For millennia, philosophers and scientists have been trying to unlock the secrets of the mind with only limited success—until now. Today, with modern technologies including the best in neuroscience, medical imaging, and recent advances in artificial intelligence, we are making more progress than ever before.

In Introduction to Cognitive Science, Professor Thad A. Polk takes you on a fascinating tour of the latest discoveries in the relatively new field of cognitive science. The goal is nothing less than understanding every interaction working in the human brain to produce all forms of cognition. Computer scientists, engineers, linguists, physicians, psychologists, and more are all pursuing the mysteries of the most complex structure in the known universe, the elegant human brain.

But how do we learn about the mechanisms underlying human cognition? Unlike scientists studying other parts of the body, hands-on examination of the brain yields limited results.
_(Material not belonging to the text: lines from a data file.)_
PR #98, opened 2017-10-25
Convert frequency_array to double precision

isullivan:
Note that `frequency_array` - derived large arrays are converted back to `float` precision after their derivation.


aelanman:
I've tested this with a small point+EoR simulation with uncompressed (97.5 kHz) channels and got visibility data with evenly spaced frequencies. This seems to have resolved the truncation issue satisfactorily.

PR #114, opened 2018-02-13
Eor bubble fixes

aelanman:
The most significant change in this branch is that I _correctly_ form the uvf cube in eor_bubble_sim so that the degridding step actually loops over frequency. For the sake of computational speed, I also switch back to using visibility_degrid instead of its wrapper (vis_source_model) in vis_simulate. There was some discussion back in January about the differences of these two, and it might be worth reexamining vis_simulate.

### DIFF
--- a/simulation/eor_bubble_sim.pro
+++ b/simulation/eor_bubble_sim.pro
@@ -32,14 +32,20 @@ freq_inds = where((freq_hpx GT lim[0]) and (freq_hpx LT lim[1]) )
 freq_hpx = freq_hpx[freq_inds]
 nfreq_hpx = n_elements(freq_hpx)
 
+; making the coord array for h5s_select
+;coord_arr = array_indices(make_array(nfreq_hpx,npix_sel),findgen(nfreq_hpx*npix_sel))
+;coord_arr[1,*] = inds_select[coord_arr[1,*]]
+
 ;; Extract only these healpix indices from the file.
-;H5S_SELECT_ELEMENTS, dspace_id_eor, hpx_inds, /RESET
+; Somehow this ended up being slower than reading in the full array, so leave it out for now.
+;H5S_SELECT_ELEMENTS, dspace_id_eor, coord_arr, /RESET
 
 print, "Reading HDF5 file with EoR Healpix Cube"
 t0 = systime(/seconds)
 if n_elements(dat) eq 0 then dat = H5D_READ(dset_id_eor, FILE_SPACE=dpsace_id_eor)
 print, 'HDF5 reading time = ', systime(/seconds) - t0, ' seconds'
 
+; dat now contains zeros for the nonselected healpix indices, but retains the full shell shape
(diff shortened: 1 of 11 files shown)


simulation/eor_bubble_sim.pro
```diff
@@ -55,27 +55,24 @@ H5S_CLOSE, dspace_id_eor
...
-print, 'Hpx_interpolate timing: ', systime(/seconds) - t0
+print, 'Healpix_interpolate timing: ', systime(/seconds) - t0
 
-FOR fi=0, obs.n_freq-1 do begin    ; 30 seconds for 203 channels
+FOR pol_i=0, n_pol-1 DO *model_uv_arr[pol_i]=Fltarr(obs.dimension,obs.elements,obs.n_freq)
+FOR fi=0, obs.n_freq-1 do begin
    model_tmp=Ptrarr(n_pol,/allocate)
    *model_tmp[0] = *model_stokes_arr[fi]
-   FOR pol_i=1,n_pol-1 DO *model_tmp[pol_i]=Fltarr(obs.dimension,obs.elements)
+   *model_tmp[1] = fltarr(obs.dimension, obs.elements)
```
isullivan: This will cause an error if `n_pol` is anything other than 2. I'd suggest reverting this one line

simulation/vis_simulate.pro
```diff
@@ -263,18 +263,18 @@ FUNCTION vis_simulate,obs,status_str,psf,params,jones,skymodel,file_path_fhd=fil
...
+    ; vis_source_model is inexplicably taking a long time. Since the uvf cube was already FFTed, just run visibility_degrid.
+          FOR pol_i=0,n_pol-1 DO BEGIN
+              (*vis_model_arr[pol_i])[fi,*] = (*(visibility_degrid(*this_model_uv[pol_i],this_vis_weight_ptr[pol_i],obs,psf,params,timing=timing,silent=silent,$
+                  polarization=pol_i,_Extra=extra)))[fi,*]
+               model_timing += timing
+          ENDFOR
           print, 'model loop num, timing(s):'+ number_formatter(fi) + ' , ' + number_formatter(model_timing)
           
-          for pol_i=0,n_pol-1 do (*vis_model_arr[pol_i])[fi,*] = (*this_model_ptr[pol_i])[fi,*]
+;          for pol_i=0,n_pol-1 do (*vis_model_arr[pol_i])[fi,*] = (*this_model_ptr[pol_i])[fi,*]
```
isullivan: If you are leaving commented-out code to make it easier to switch back later, please make sure it is all in one block and clearly marked. Also, please indent your comments to the same level as the surrounding code (but don't indent the commented-out code).

aelanman:
I've addressed your comments @isullivan . I switched back to the pol_i loop in eor_bubble_sim so that all pols are initialized to fltarr(dimension, elements), in case n_pol != 2. I removed the commented code.

I would still like to find a time to update and improve vis_simulate.

PR #117, opened 2018-02-20
Only convert HEALPix indices that are above the horizon

isullivan:
When converting from image pixels to HEALPix, this first first does a rough calculation of altitude and azimuth, and cuts any pixels with altitude less than 0.


bhazelton:
Looks good to me. I might consider adding a print statement in the if statement to let the user know what happened...

PR #1269, opened 2023-04-04
Update the syntax-philosophy document to the new syntax.

axch:
Also tidy up some loose ends (e.g., parsed but undefined operators) left by the migration.


dougalm (approved):
Hooray for deleting docs! (Even better than deleting code.)

PR #1289, opened 2023-04-28
Deprecate GenericTraversal in favor of TraversableTerm

dougalm:


axch:
Wow, this is turning out to be much nicer!

PR #1290, opened 2023-05-01
Edited “an table” -> “a table” in tutorial.html

jagtesh:
Edited: `an table` -> `a table` in tutorial.html file.


axch:
Thanks for the find!  But, that html file is actually auto-generated from examples/tutorial.dx.  I took the liberty of updating the source in PR #1291, so I'm going to close this PR.

PR #1294, opened 2023-05-15
Case of case and other optimizations in the inliner

axch:
Augment the inliner to do several standard optimizations as it goes:
- Case-of-case
- Case-of-known-constructor
- The existing optimizations in `peepholeExpr`

Doing this in-pass in the inliner is generally recommended because these optimizations can chain with each other, and are basically always beneficial, so getting as many of them done per traversal as possible is desirable.


dougalm (approved):
Looks good!

PR #1295, opened 2023-05-16
Actually code the custom linearization for matmul

axch:
so that we don't embarrass ourselves too much with how poorly AD does thereon.


dougalm (approved):
nice!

We can certainly learn about the brain’s structure, but where is the “thinking”? How can we best use our mind to learn about the mind?
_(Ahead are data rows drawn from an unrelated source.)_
PR #1323, opened 2023-07-11
Make a `BinderAndDecls` data type, at first just a wrapper around `Binder`.

dougalm:
Next we'll actually make decls part of it. But that will involve substantive changes. This first step just makes the type distinct from `Binder` so we can make all the administrative changes while still passing tests.

### DIFF
--- a/src/lib/Vectorize.hs
+++ b/src/lib/Vectorize.hs
@@ -26,7 +26,6 @@ import Subst
 import PPrint
 import QueryType
 import Types.Core
-import Types.OpNames qualified as P
 import Types.Primitives
 import Util (allM, zipWithZ)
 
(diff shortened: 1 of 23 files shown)


src/lib/Vectorize.hs
```diff
@@ -257,22 +256,12 @@ monoidCommutativity monoid = case isAdditionMonoid monoid of
...
-  unless (op `elem` [P.IAdd, P.FAdd]) Nothing
-  case (binderName b1, atomVarName b1', binderName b2, atomVarName b2') of
-    -- Checking the raw names here because (i) I don't know how to convince the
-    -- name system to let me check the well-typed names (which is because b2
-    -- might shadow b1), and (ii) there are so few patterns that I can just
-    -- enumerate them.
-    (UnsafeMakeName n1, UnsafeMakeName n1', UnsafeMakeName n2, UnsafeMakeName n2') -> do
-      when (n1 == n2) Nothing
-      unless ((n1 == n1' && n2 == n2') || (n1 == n2' && n2 == n1')) Nothing
-      Just ()
```
axch, line 275: That's true, but is there actually a reason to delete it?  Without a check like this, the vectorizer will cheerfully reorder operations in arbitrary monoids, which may in principle emit incorrect code from a correct program.

PR #1335, opened 2023-08-22
Add multisets

duvenaud:
This is another step towards writing a tokenizer demo in Dex.  Multisets let us find all the unique words in a corpus along with their counts in parallel.


duvenaud-anthro:
Just noting that the Dex tests all pass now.  Something is broken with the jax python tests independent of this PR.

PR #1337, opened 2023-09-25
Add Futhark IR module.

athas:
Not used for anything, but compiled as part of the Dex compiler.


athas:
@apaszke Is the failure here related to my PR?

PR #1343, opened 2023-12-31
Fix debug build by adding a missing conditional import

ararslan:
`src/lib/Err.hs` conditionally uses `unsafePerfomIO` when `DEX_DEBUG` is defined, but it doesn't `import System.IO.Unsafe`, so `unsafePerformIO` is not defined. This can be fixed by importing that module when `DEX_DEBUG` is defined.

### DIFF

In 24 exciting lectures, Professor Polk shares dozens of the most challenging questions in cognitive science today: How do humans process language? How do we make decisions, and why do we so often regret them later? What are emotions, and why do we feel them? How does the brain affect our visual perception of the world? In this course, Professor Polk gives the latest, exciting answers for these questions, and many more.

PLEASE NOTE: When you purchase this title, the accompanying PDF will be available in your Audible Library along with the audio.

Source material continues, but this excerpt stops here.